If I try to do a backup or flash anything using Rom Manger, 4 out of 5 times I get an error msg saying superuser has stopped then phone usually reboots. Any idea what would cause this and how I can fix it? I have been able to successfully flash in recovery.


----------



## miketoasty (Jun 10, 2011)

What about other apps that require root permissions?

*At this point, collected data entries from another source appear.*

PR #191, opened 2017-04-22
Improve ObservedAddrSet behaviour

Kubuxu:


p2p/protocol/identify/obsaddr.go
```diff
@@ -8,15 +8,32 @@ import (
 	ma "github.com/multiformats/go-multiaddr"
 )
 
+const ActivationTrsh = 4
```
whyrusleeping: s/Trsh/Thresh/  Looks less like 'Trash'

p2p/protocol/identify/obsaddr.go
```diff
@@ -8,15 +8,32 @@ import (
...
+
 // ObservedAddr is an entry for an address reported by our peers.
 // We only use addresses that:
-// - have been observed more than once. (counter symmetric nats)
-// - have been observed recently (10min), because our position in the
+// - have been observed more than 3 times in last 10 min. (counter symmetric nats)
```
whyrusleeping: This one should be more than ten minutes I think. Can probably get away with making it an hour

Kubuxu: I would extend the time of the aspect explained lower. After it was observed and confirmed (4 observations in 10 min duration) keep it as valid address for an hour. How does that sound?

Kubuxu: And it is an hour that is extended every time address is observed by anyone again.

whyrusleeping: I think the four observations should be able to occur over a longer timespan than ten minutes.

p2p/protocol/identify/obsaddr.go
```diff
@@ -4,19 +4,39 @@ import (
 	"sync"
 	"time"
 
-	pstore "github.com/libp2p/go-libp2p-peerstore"
 	ma "github.com/multiformats/go-multiaddr"
 )
 
+const (
+	ActivationTresh = 4
```
whyrusleeping: Close, `s/Tresh/Thresh`

p2p/protocol/identify/obsaddr.go
whyrusleeping: update comment

p2p/protocol/identify/obsaddr.go
```diff
@@ -69,7 +80,7 @@ func (oas *ObservedAddrSet) Add(addr ma.Multiaddr, observer ma.Multiaddr) {
 	// for zero-value.
 	if oas.addrs == nil {
 		oas.addrs = make(map[string]*ObservedAddr)
-		oas.ttl = pstore.OwnObservedAddrTTL
+		oas.ttl = OwnObservedAddrTTL
```
whyrusleeping: Sure we want to disconnect this?

whyrusleeping:
also tests are failing

Kubuxu:
Test are not connected. I will fix them in separate PR/push.

p2p/protocol/identify/obsaddr.go
Kubuxu: I switched back and opened. https://github.com/libp2p/go-libp2p-peerstore/pull/13

Kubuxu:
Oh, there shouldn't be hash update here. It slipped in.

PR #196, opened 2017-05-29
basichost: allow overriding Addrs()

lgierth:
This is for ipfs/go-ipfs#3613. I decided to cheat and just sidestep the whole passing-options-through-n-layers-of-node-initialization. The calling code will simply pass a closure as the `AddrsFactory` option which applies the announced/noAnnounced addrs if neccessary.

(I'm open to better names than AddrsFactory.)

TODO:
- [x] tests

### DIFF
--- a/p2p/host/basic/basic_host.go
+++ b/p2p/host/basic/basic_host.go
@@ -23,6 +23,10 @@ var log = logging.Logger("basichost")
 
 var NegotiateTimeout = time.Second * 60
 
+// AddrsFactory functions can be passed to New in order to override
+// addresses returned by Addrs.
+type AddrsFactory func([]ma.Multiaddr) []ma.Multiaddr
+
 // Option is a type used to pass in options to the host.
 type Option int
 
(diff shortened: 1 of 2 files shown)


p2p/host/basic/basic_host.go
```diff
@@ -23,6 +23,8 @@ var log = logging.Logger("basichost")
 
 var NegotiateTimeout = time.Second * 60
 
+type AddrsFactory func([]ma.Multiaddr) []ma.Multiaddr
```
hsanjuan: Document this type please. Why it is here? What is it used for and maybe a practical example of how it can be used.

p2p/host/basic/basic_host.go
```diff
@@ -23,6 +23,8 @@ var log = logging.Logger("basichost")
...
+
 // Option is a type used to pass in options to the host.
```
hsanjuan: great opportunity to also improve Option documentations :)

lgierth: I have a bit of work-in-progress code to refactor construction of BasicHost and Swarm, the Option type will be gone afterwards. Separate PR though :)

lgierth:
Okay here we go

p2p/host/basic/basic_host.go
lgierth: I counted and there's at least 4 different ways of passing in various options to host and swarm, including global variables :) -- it's in bad need of an options struct.

PR #197, opened 2017-05-30
basichost: refactor BasicHost construction

lgierth:
- I'd like to do a similar thing with Swarm
- The first commit (allow overriding Addrs) is from an unrelated PR (#196)

---

There were previously 4 different ways of passing various options
into BasicHost construction.

1. Function parameters to New
2. Option parameters to New
3. Global variables, e.g. NegotiateTimeout
4. Options struct, in the calling code in go-ipfs

This changeset deprecates all of these, and introduces the HostOpts
struct to replace them. It also introduces a new constructor called
NewHost, which accepts a *HostOpts.

The old New constructor continues to work the same way,
but is from now on deprecated too.

### DIFF
--- a/p2p/host/basic/basic_host.go
+++ b/p2p/host/basic/basic_host.go
@@ -21,23 +21,31 @@ import (
 
 var log = logging.Logger("basichost")
 
-var NegotiateTimeout = time.Second * 60
+var (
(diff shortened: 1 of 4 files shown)


lgierth:
Oh, I shall add some tests for NewHost while I'm at it...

Sent from my Galaxy Nexus using RootzWiki


----------



## JoeProcopio (Jun 29, 2011)

i get that error a lot as well, but RM completes it's task...if it was set to make a backup...haven't tried anything else in RM like flashing, i always open CWM


----------



## cubsfan187 (Jul 17, 2011)

I get the same message all the time in rom manager but like it was already stated, it completes it's task with no problems.


----------



## black05x5 (Aug 7, 2011)

All other apps requiring root seem to be fine. Sometimes rom manager completes the task and sometimes it just reboots without doing it. Glad I'm not the only one experiencing this. This never happened to me on my Incredible or Thunderbolt so I was a little nervous.


----------



## samsuck (Jul 5, 2011)

Yeah, this is normal. Do you guys also hear like a loud click when rebooting into recovery from Rom Manager?


----------